We have just opened up applications for Instructors who would like to train as Trainers (the people who run instructor training). While all applications are welcome, we are especially interested in recruiting Trainers who can work in Latin America, Africa, Australia and New Zealand. To help boost the Carpentry in Latin America project, we would also welcome applications from potential new Trainers who are fluent in Spanish. Training is very rewarding, and Trainers meet monthly to discuss issues and to support and learn from each other.

 

Joinery

  

Membership

Jonah Duckles will be hosting another webinar on 10 October at noon UTC for people who might have questions about how their institutions can join Software and Data Carpentry. Check out our membership page, or just bring your questions to the webinar. See your local time for the webinar. You can sign up on the webinars’ etherpad, which lists further webinar dates and times if you can’t make this one.

 

What you may have missed on the blog and mailing lists
 

Reproducibility in 30 minutes?

Laura Fortunato started a thread on the Discuss list about teaching novices core concepts around research computing and research producibility in a short time. She got some constructive suggestions, including this great tip from Bianca Peterson, and this dip into the mail archives.
 

How Long is too Long to Wait?

A long thread on lesson maintenance and the timeliness of pull request merges was started on Discuss and then was moved across to the Maintainers list (where it logically belongs). There is still time to have a say, either by emailing the Maintainers list or through GitHub for those not subscribed to the list.


Offcuts
 

By the Numbers

During September, 16 Software Carpentry workshops were taught, more than one every two days. Since they are generally two-day workshops, this addsup to more than ‘A-Carpentry-A-Day’. Well done, everyone! See the full list online.
 

Greg Talks

Greg Wilson presented a talk on “Good Enough Practices for Scientific Computing” to the BioData Club.
 

Webinar

Tracy Teal spoke about the work of Data Carpentry at the Alternative Avenues for Development of Data Science Education Capacity webinar on 22 September.
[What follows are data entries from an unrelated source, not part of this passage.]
PR #357, opened 2012-03-09
Cleans up some warnings

mrenouf:
These all seem like redundant and unnecessary casts. Can just remove?


JakeWharton:
None of this was my code. Woot!

Merged to `dev`.

PR #360, opened 2012-03-10
reduce number of exceptions thrown

bvgastel:
during memory analysis of my app, saw that lots of exceptions were thrown in this piece of code due to OutOfBoundsException, so looked at it and reworking it. not sure if it is correct though.

It is my first pull request, so if you want more info or additional changes or something, let me know.


JakeWharton:
On what version of Android are you seeing the exceptions?

bvgastel:
2.3.7. But as the exceptions are caught and handled, they only show up in a memory profiler and not in the console. While scrolling through a list view, most allocations are exceptions from that method.

hrk:
diff looks fine to me.

JakeWharton:
I'm just curious about the usage that's causing an exception. That code is copied directly from the Android source and I'd need a strong case in order to change it.

Can you provide a small demo app or something that exhibits the behavior you are seeing?

hrk:
I don't want to bust into this, but the source of the exception is obvious just looking at the call to "getChildAt(index -1)".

Papers & manuscripts from the community

 
Ten simple rules in considering a career in academia versus government’ by Philip E. Bourne, PLoS Comput Biol 13(10): e1005729.

 

Community Job Postings

  • Product Manager NeSI, Auckland, New Zealand. Applications close 19 October.
  • Research Scientist, Australian Wine Institute, Adelaide, Australia. Applications close 27 October.
  • Senior Lecturer, School of Biological Sciences, Monash University, Melbourne, Australia. Applications close 22 October.